Teleperformance experienced negative organic growth in the fourth quarter of 2025, reporting -0.6% — the first contraction since late 2023. Morgan Stanley anticipates this negative trend will extend into the first quarter of 2026 before a gradual recovery takes hold. The bank identified three main contributors to the slowdown:

  • LanguageLine Solutions, the group's interpretation business, recorded mid-single-digit negative organic growth in the quarter. Morgan Stanley attributed this decline in part to changes in U.S. immigration policy that reduced demand from non-English speaking clients.
  • The loss of a UK visa contract reduced revenues by approximately €20 million in the quarter, with an additional €15 million headwind expected in the first quarter of 2026.
  • Growth in Teleperformance's core services also decelerated sharply, a result the bank linked to increased client caution and some contract offshoring.

Together these factors prompted Morgan Stanley to reduce near-term top-line and profitability expectations and to conclude that re-rating catalysts will likely be limited before the second half of 2026.


Potential upside and why it is not assumed

Using a sum-of-the-parts approach, Morgan Stanley noted there could be more than 40% upside to the current equity value if Teleperformance pursued asset disposals.
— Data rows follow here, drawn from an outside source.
PR #71, opened 2023-02-24
Feat/use conda lock

tdejager:
Use the conda lock for installation of a python environment.

Next up: writing lock files.


crates/rattler_conda_types/src/conda_lock/mod.rs
```diff
@@ -239,14 +294,60 @@ mod test {
...
+                .len(),
+            180
+        );
+        assert_eq!(
+            conda_lock
+                .packages_for_platform(Platform::OsxArm64)
+                .collect::<Vec<_>>()
+                .len(),
+            183
+        );
```
baszalmstra, line 351: This is a bit fragile. You could also use `insta` to print all the filenames of the packages.

baszalmstra (approved):
Nice! 🤗  One small comment!

crates/rattler_conda_types/src/conda_lock/mod.rs
tdejager: This is done.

However, uncertainty over timing and the deployment of proceeds means this is not included in the bank's base case.


Shareholder activity

Teleperformance's largest shareholder, Saham, has entered a total return equity swap that could raise its effective stake from roughly 4% to about 15% by September 2026, according to the bank's note.


AI service evaluation mention

The company ticker TEPRF was noted in a separate automated stock-evaluation service referenced in the source material. That service evaluates companies using machine learning and cited past winners among its ideas, naming Super Micro Computer (+185%) and AppLovin (+157%) as examples highlighted by the service. The brokerage analysis, however, remains the basis for the valuation and forecast changes described above.

Risks

  • Management uncertainty - recent departures and a new CEO mean strategic direction and portfolio decisions remain unclear, delaying potential re-rating catalysts and affecting investor confidence. This impacts investors in business services and outsourcing sectors.
  • Operational headwinds - negative organic growth and contract losses, including the UK visa contract and LanguageLine's diminished demand, could pressure near-term revenues and margins, influencing market sentiment toward the broader outsourcing and language services markets.
  • Valuation sensitivity - higher equity risk premium and WACC applied by Morgan Stanley imply increased capital-market scrutiny; potential asset disposals could unlock value but timing and use of proceeds are uncertain, creating execution risk for shareholders and the M&A market.